Start of TASK INPUT

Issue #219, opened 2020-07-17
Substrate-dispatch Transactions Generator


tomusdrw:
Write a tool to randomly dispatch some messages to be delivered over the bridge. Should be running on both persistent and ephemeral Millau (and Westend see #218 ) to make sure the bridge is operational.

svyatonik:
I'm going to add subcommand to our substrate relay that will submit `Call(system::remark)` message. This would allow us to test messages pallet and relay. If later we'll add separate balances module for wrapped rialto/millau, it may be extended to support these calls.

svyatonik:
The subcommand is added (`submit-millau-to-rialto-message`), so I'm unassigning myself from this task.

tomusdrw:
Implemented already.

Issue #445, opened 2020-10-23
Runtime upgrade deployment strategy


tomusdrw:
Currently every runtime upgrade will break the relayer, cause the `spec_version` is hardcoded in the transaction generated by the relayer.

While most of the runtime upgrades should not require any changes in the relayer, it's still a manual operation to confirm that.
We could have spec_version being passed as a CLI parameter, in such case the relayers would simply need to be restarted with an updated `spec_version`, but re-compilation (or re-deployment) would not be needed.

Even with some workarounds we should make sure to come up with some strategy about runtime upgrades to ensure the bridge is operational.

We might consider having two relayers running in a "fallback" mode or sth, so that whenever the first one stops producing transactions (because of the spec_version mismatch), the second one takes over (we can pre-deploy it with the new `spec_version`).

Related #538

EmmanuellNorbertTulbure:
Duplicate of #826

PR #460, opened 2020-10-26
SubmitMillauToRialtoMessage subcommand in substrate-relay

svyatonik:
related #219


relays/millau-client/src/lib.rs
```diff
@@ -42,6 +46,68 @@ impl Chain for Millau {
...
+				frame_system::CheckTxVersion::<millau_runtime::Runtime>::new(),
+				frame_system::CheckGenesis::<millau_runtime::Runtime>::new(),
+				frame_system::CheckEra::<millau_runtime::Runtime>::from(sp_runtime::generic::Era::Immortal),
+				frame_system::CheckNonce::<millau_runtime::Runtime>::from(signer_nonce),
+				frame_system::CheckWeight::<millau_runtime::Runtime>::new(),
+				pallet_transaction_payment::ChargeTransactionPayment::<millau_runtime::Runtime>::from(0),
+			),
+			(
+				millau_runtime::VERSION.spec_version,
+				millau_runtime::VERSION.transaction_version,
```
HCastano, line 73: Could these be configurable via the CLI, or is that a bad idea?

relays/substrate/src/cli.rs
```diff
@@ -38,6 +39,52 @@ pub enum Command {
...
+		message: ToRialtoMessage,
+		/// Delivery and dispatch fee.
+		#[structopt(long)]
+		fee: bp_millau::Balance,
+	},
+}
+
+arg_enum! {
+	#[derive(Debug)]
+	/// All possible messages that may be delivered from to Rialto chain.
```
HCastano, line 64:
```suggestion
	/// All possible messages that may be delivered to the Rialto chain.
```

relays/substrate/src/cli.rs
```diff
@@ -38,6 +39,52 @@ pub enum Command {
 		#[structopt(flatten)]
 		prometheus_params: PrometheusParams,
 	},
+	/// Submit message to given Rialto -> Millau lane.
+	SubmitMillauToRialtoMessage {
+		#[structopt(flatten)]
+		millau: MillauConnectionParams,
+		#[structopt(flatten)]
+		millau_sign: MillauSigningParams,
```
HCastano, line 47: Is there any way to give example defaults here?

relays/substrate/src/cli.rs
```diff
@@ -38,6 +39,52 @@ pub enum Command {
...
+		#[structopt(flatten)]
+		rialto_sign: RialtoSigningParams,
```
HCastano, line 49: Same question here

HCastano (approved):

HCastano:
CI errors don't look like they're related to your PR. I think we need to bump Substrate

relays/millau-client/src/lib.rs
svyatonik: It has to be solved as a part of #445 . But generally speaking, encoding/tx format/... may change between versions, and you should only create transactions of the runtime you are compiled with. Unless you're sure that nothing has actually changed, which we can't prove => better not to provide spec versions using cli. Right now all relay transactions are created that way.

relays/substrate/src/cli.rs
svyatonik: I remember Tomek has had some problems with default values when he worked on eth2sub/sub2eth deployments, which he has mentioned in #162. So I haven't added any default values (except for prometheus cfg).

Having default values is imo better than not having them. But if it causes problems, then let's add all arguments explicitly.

End of TASK INPUT

• _WORK TO BE COMPLETED_:
All of the records go in your answer, copied exactly.

• _PROBLEM SOLUTION_:
Issue #219, opened 2020-07-17
Substrate-dispatch Transactions Generator


tomusdrw:
Write a tool to randomly dispatch some messages to be delivered over the bridge. Should be running on both persistent and ephemeral Millau (and Westend see #218 ) to make sure the bridge is operational.

svyatonik:
I'm going to add subcommand to our substrate relay that will submit `Call(system::remark)` message. This would allow us to test messages pallet and relay. If later we'll add separate balances module for wrapped rialto/millau, it may be extended to support these calls.

svyatonik:
The subcommand is added (`submit-millau-to-rialto-message`), so I'm unassigning myself from this task.

tomusdrw:
Implemented already.

Issue #445, opened 2020-10-23
Runtime upgrade deployment strategy


tomusdrw:
Currently every runtime upgrade will break the relayer, cause the `spec_version` is hardcoded in the transaction generated by the relayer.

While most of the runtime upgrades should not require any changes in the relayer, it's still a manual operation to confirm that.
We could have spec_version being passed as a CLI parameter, in such case the relayers would simply need to be restarted with an updated `spec_version`, but re-compilation (or re-deployment) would not be needed.

Even with some workarounds we should make sure to come up with some strategy about runtime upgrades to ensure the bridge is operational.

We might consider having two relayers running in a "fallback" mode or sth, so that whenever the first one stops producing transactions (because of the spec_version mismatch), the second one takes over (we can pre-deploy it with the new `spec_version`).

Related #538

EmmanuellNorbertTulbure:
Duplicate of #826

PR #460, opened 2020-10-26
SubmitMillauToRialtoMessage subcommand in substrate-relay

svyatonik:
related #219


relays/millau-client/src/lib.rs
```diff
@@ -42,6 +46,68 @@ impl Chain for Millau {
...
+				frame_system::CheckTxVersion::<millau_runtime::Runtime>::new(),
+				frame_system::CheckGenesis::<millau_runtime::Runtime>::new(),
+				frame_system::CheckEra::<millau_runtime::Runtime>::from(sp_runtime::generic::Era::Immortal),
+				frame_system::CheckNonce::<millau_runtime::Runtime>::from(signer_nonce),
+				frame_system::CheckWeight::<millau_runtime::Runtime>::new(),
+				pallet_transaction_payment::ChargeTransactionPayment::<millau_runtime::Runtime>::from(0),
+			),
+			(
+				millau_runtime::VERSION.spec_version,
+				millau_runtime::VERSION.transaction_version,
```
HCastano, line 73: Could these be configurable via the CLI, or is that a bad idea?

relays/substrate/src/cli.rs
```diff
@@ -38,6 +39,52 @@ pub enum Command {
...
+		message: ToRialtoMessage,
+		/// Delivery and dispatch fee.
+		#[structopt(long)]
+		fee: bp_millau::Balance,
+	},
+}
+
+arg_enum! {
+	#[derive(Debug)]
+	/// All possible messages that may be delivered from to Rialto chain.
```
HCastano, line 64:
```suggestion
	/// All possible messages that may be delivered to the Rialto chain.
```

relays/substrate/src/cli.rs
```diff
@@ -38,6 +39,52 @@ pub enum Command {
 		#[structopt(flatten)]
 		prometheus_params: PrometheusParams,
 	},
+	/// Submit message to given Rialto -> Millau lane.
+	SubmitMillauToRialtoMessage {
+		#[structopt(flatten)]
+		millau: MillauConnectionParams,
+		#[structopt(flatten)]
+		millau_sign: MillauSigningParams,
```
HCastano, line 47: Is there any way to give example defaults here?

relays/substrate/src/cli.rs
```diff
@@ -38,6 +39,52 @@ pub enum Command {
...
+		#[structopt(flatten)]
+		rialto_sign: RialtoSigningParams,
```
HCastano, line 49: Same question here

HCastano (approved):

HCastano:
CI errors don't look like they're related to your PR. I think we need to bump Substrate

relays/millau-client/src/lib.rs
svyatonik: It has to be solved as a part of #445 . But generally speaking, encoding/tx format/... may change between versions, and you should only create transactions of the runtime you are compiled with. Unless you're sure that nothing has actually changed, which we can't prove => better not to provide spec versions using cli. Right now all relay transactions are created that way.

relays/substrate/src/cli.rs
svyatonik: I remember Tomek has had some problems with default values when he worked on eth2sub/sub2eth deployments, which he has mentioned in #162. So I haven't added any default values (except for prometheus cfg).

Having default values is imo better than not having them. But if it causes problems, then let's add all arguments explicitly.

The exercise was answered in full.